Só não te dou outra porque…
A série do Chespírito teve muito atrito com a realidade, e hoje falaremos do que foi verdade e o que não foi.
Enredo
Na Cidade do México, o jovem Roberto Bolaños tenta ganhar a vida como pode. Aos poucos, percebe que tem talento para escrever e começa a investir nisso. À medida que as pessoas notam sua genialidade, ele conquista fama e reconhecimento. Cria personagens como Chapolin Colorado e a Turma do Chaves. No entanto, o sucesso também traz inveja e rancor, que aos poucos afetam sua vida pessoal. Com o tempo, Bolaños acaba se afastando da própria família.
Ninguém tem paciência comigo
A vida de Chespirito é cheia de polémicas, e uma delas foi seu lado difícil de lidar, especialmente na parte da traição e das relações com o elenco.
O lado pessoal de Roberto se fragmenta. O roteiro não poupa a traição à esposa Graciela com a atriz Florinda Meza (na série chamada de Margarita Ruiz, interpretada por Bárbara Lopez), e como esse envolvimento influenciou decisões dentro e fora dos estúdios. A série sugere que Margarita exerceu influência direta sobre Chespirito, tanto no afastamento da família quanto no protagonismo exagerado que ela passou a ter em tela.
Outro personagem fundamental nos conflitos é Carlos Villagrán, o Quico da vidrealidadeetratado como Marcos Barragán, vivido por Juan lacerd. A série o coloca como um artista oportunista, que, após ser alçado ao estrelato por Bolaños, começa a agir de forma ingrata, disputando espaço, salários e usando o personagem Quico sem autorização — tudo isso enquanto Chespirito, claro, é pintado como o grande injustiçado da história.

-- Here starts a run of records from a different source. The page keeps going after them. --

PR #4164, opened 2024-01-31
DDO-3414 Can I figure out how to deploy a non mainline version of wds to my bee?

mikeflinn:
__Jira ticket__: https://broadworkbench.atlassian.net/browse/[ticket_number]

## Summary of changes

This is my attempt at modifying the values.yaml file that gets passed to wds when leo spins it up in azure to also pass a `wds.image` value so that I can specify a custom version of wds to deploy in a workspace created in my bee without needing to merge a bunch of poc code to mainline.

I have no idea if this is the right way to do this but figured I'd try something before asking for help
### What to test

- 

### Who tested and where

- [ ] This change is covered by automated tests 
  - _NB: Rerun automation tests on this PR by commenting `jenkins retest` or `jenkins multi-test`._
- [ ] I validated this change 
- [ ] Primary reviewer validated this change 
- [ ] I validated this change in the dev environment

PR #4493, opened 2024-05-02
[DO NOT MERGE] Experiment with WDS App Insights metrics reduction

mikeflinn:
This is the same thing that I did in #4164. I have no intention of merging this. I'm just trying to test a custom build of wds in my bee and don't want to have to jump through the hoops of publishing a new helm chart etc.. so I'm doing this instead. I will close this once I'm done testing.

### DIFF
--- a/http/src/main/resources/reference.conf
+++ b/http/src/main/resources/reference.conf
@@ -386,6 +386,7 @@ azure {
    wds-app-config {
      environment = "dev"
      environment-base = "live"
+     image: "us-central1-docker.pkg.dev/dsp-artifact-registry/mf-dataplane-metrics-wip/wds:insights"
      instrumentation-enabled = false
      chart-name = "terra-helm/wds"
      chart-version = "0.76.0"
--- a/http/src/main/resources/reference.conf
+++ b/http/src/main/resources/reference.conf
@@ -386,7 +386,7 @@ azure {
    wds-app-config {
      environment = "dev"
      environment-base = "live"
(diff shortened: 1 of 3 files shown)


http/src/main/resources/reference.conf
```diff
@@ -386,6 +386,7 @@ azure {
    wds-app-config {
      environment = "dev"
      environment-base = "live"
+     image: "us-central1-docker.pkg.dev/dsp-artifact-registry/mf-dataplane-metrics-wip/wds:insights"
```
rtitle: Often to avoid the whole Leo dance I just `kubectl edit deploy` on a live WDS/CBAS/etc deployment to change the image and iterate.

mikeflinn: Thanks! yeah I know that's faster. wanted to test something end to end :) With a fresh landing zone and clean deploy of wds. I don't actually need to iterate on WDS itself that much. The change I'm making is a one liner. But it's going to be hard to tell if it did the right thing in pre-existing landing zone with a bunch of other WDSes in it.

mikeflinn: Also apparently I don't have kubectl access to landing zone aks clusters and I'm not sure how give that access to myself. I'm being blocked by deny assignments. I am in the `terra-workspace-dev` AD group

davidangb:
Whenever you return to this PR, note that while you were out we shipped https://github.com/broadinstitute/terra-helmfile/pull/5519, which reduces WDS frequency to 5 minutes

Não se misture com essa gentalha
Apesar das ótimas atuações, o roteiro escorrega num ponto-chave: a tentativa constante de blindar a imagem de Chespirito, mesmo quando os eventos pedem responsabilidade emocional clara. Em vez de lidar diretamente com os erros de Roberto Bolaños, a série transfere o peso das consequências para outros personagens — especialmente Margarita Ruiz e Marcos Barragán, versões ficcionalizadas de Florinda Meza e Carlos Villagrán, que não participaram do projeto e não autorizaram o uso de seus nomes.

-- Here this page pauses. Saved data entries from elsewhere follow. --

PR #4526, opened 2024-05-09
[IA-4935] Generate azure prod vm password randomly

LizBaldo:

### What

- Replaces the Azure VM password with a randomly generated one in prod

### Why

- Sharing a single password was a high security risk that needs to be mitigated

### What to test

I will test on my BEE, switching the logic to check for the random password there, but when it comes to testing if it works in prod... Well I am not quite sure how I can mock that 😅


http/src/main/resources/leo.conf
```diff
@@ -4,6 +4,7 @@ application {
   leoServiceAccountJsonFile = ${?LEO_SA_JSON_PATH}
   leoServiceAccountEmail = ${?LEO_SVC_ACCT_EMAIL}
   leoUrlBase = ${?LEO_URL_BASE}
+  environment = ${?APP_ENVIRONMENT}
```
LizBaldo, line 7: It was already in the leo helm values 🎉

http/src/main/scala/org/broadinstitute/dsde/workbench/leonardo/util/AzurePubsubHandler.scala
```diff
@@ -164,6 +166,35 @@ class AzurePubsubHandlerInterp[F[_]: Parallel](
       )
     } yield ()
 
+  private def generateAzureVMSecurePassword(): String = {
```
LizBaldo: I kinda wanted to add a unit test for this, but not quite sure if this is the best location for this function in the first place. There does not seem to be a kind of `utils` module for leo that i could stick it into

jdcanas: I heard an interesting philosophy recently that `util` files are generally a smell and are an easy way to end up with dependency spaghetti (*points to UI dependency graph which has tons of utils*). Rather, it is better for util methods to live in the file they are consumed, especially if there is only one such file. I think its fine here, and fine to test directly (though you'll need `private[util]`

jdcanas: Also I just realized this is totally in a `util` folder 🤣

jdcanas (approved):
Looks good once unit tested (perhaps assert the azure password requirements and length?

http/src/main/scala/org/broadinstitute/dsde/workbench/leonardo/util/AzurePubsubHandler.scala
cpate4: (in the interest of adding to this conversation) - I agree with @jdcanas re: smell (the single file ends up being a dumping ground), and also, I've also read that an alternative is to having a single file is to break out the file into parts and have one "util" aptly named file that reflects the method it represents.

http/src/main/scala/org/broadinstitute/dsde/workbench/leonardo/util/AzurePubsubHandlerAlgebra.scala
```diff
@@ -144,3 +147,33 @@ final case class AzurePubsubHandlerConfig(samUrl: Uri,
 ) {
   def welderImage: String = s"$welderAcrUri:$welderImageHash"
 }
+object AzurePubsubHandler {
+  private[util] def generateAzureVMSecurePassword(): String = {
+    // Azure is enforcing the following constraints for password generation
+    // Passwords must not include reserved words or unsupported characters.
+    // Password must have 3 of the following: 1 lower case character, 1 upper case character, 1 number, and 1 special character that is not '\'or '-'.
+    // The value must be between 12 and 123 characters long.
```
cpate4, line 155: just confirming that:
- the above is the requirements, and
- we have intentionally settled on 16char for our random password length (vs having random 12-to-123 characters long)

http/src/main/scala/org/broadinstitute/dsde/workbench/leonardo/util/AzurePubsubHandler.scala
```diff
@@ -228,6 +228,12 @@ class AzurePubsubHandlerInterp[F[_]: Parallel](
       .minorVersionAutoUpgrade(config.runtimeDefaults.customScriptExtension.minorVersionAutoUpgrade)
       .protectedSettings(protectedSettings.asJava)
 
+    // Generate random password for Azure VM in production, for the other lower level envs we can used the shared password
+    val vmPassword = applicationConfig.environment match {
+      case "prod" => AzurePubsubHandler.generateAzureVMSecurePassword()
+      case _      => config.runtimeDefaults.vmCredential.password
+    }
```
cpate4: my two cents ... I would put this logic in a method, and write a test to show `prod` behaves as we expect, and non-prod results in the expected password, and one showing the method is called where we expect it to be (here). 

those would be the only additional tests I would write, as opposed to figuring out integration tests to etc. etc. etc.

mlilynolting (approved):
Looks good to me, with the common-sense unit test :)

cpate4 (approved):
couple knowledge comments and just my two-cents re: testing. integration tests are good, but I am not entirely sure we need one here. happy to support either approach (#LLL - Long Live Leonardo - 🤓)

http/src/main/scala/org/broadinstitute/dsde/workbench/leonardo/util/AzurePubsubHandler.scala
LizBaldo: Good point, let me give this a try, thanks!

LizBaldo: Test added, and I was able to use the randomly generated password to create an Azure VM from the portal a couple of times, so we should be good to go

LizBaldo:
Going to force merge, this is an Azure change that has nothing to do with the GKE app creation failure that is a known flake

Juan lacerda como Marcos Barragan // Reprodução HBO MAX
Marcos: o rival ingrato
Marcos é retratado como um artista invejoso e hostil. Segundo a narrativa, ele teria recebido uma chance de ouro das mãos de Chespirito e, mesmo assim, o traiu. A série o mostra constantemente alfinetando o criador, tomando decisões às escondidas, usando o personagem Quico sem autorização e causando atritos nos bastidores. Em várias cenas, ele parece forçar conflitos com o elenco e tornar o ambiente criativo tóxico como se estivesse ali apenas para provocar e tomar o protagonismo a qualquer custo. E Chespirito que tem um enorme poder, não faz absolutamente nada.
Embora seja verdade que Carlos Villagrán e Bolaños tiveram divergências ao longo da carreira, a série exagera no retrato negativo do ator, transformando-o praticamente em um vilão de novela. O próprio Villagrán declarou que não pretende processar a produção, pois sabe que ela foi escrita por alguém diretamente interessado em proteger a figura de Bolaños — seu filho. Mesmo assim, é desconfortável ver um personagem tão importante da história ser reduzido a uma caricatura maldosa.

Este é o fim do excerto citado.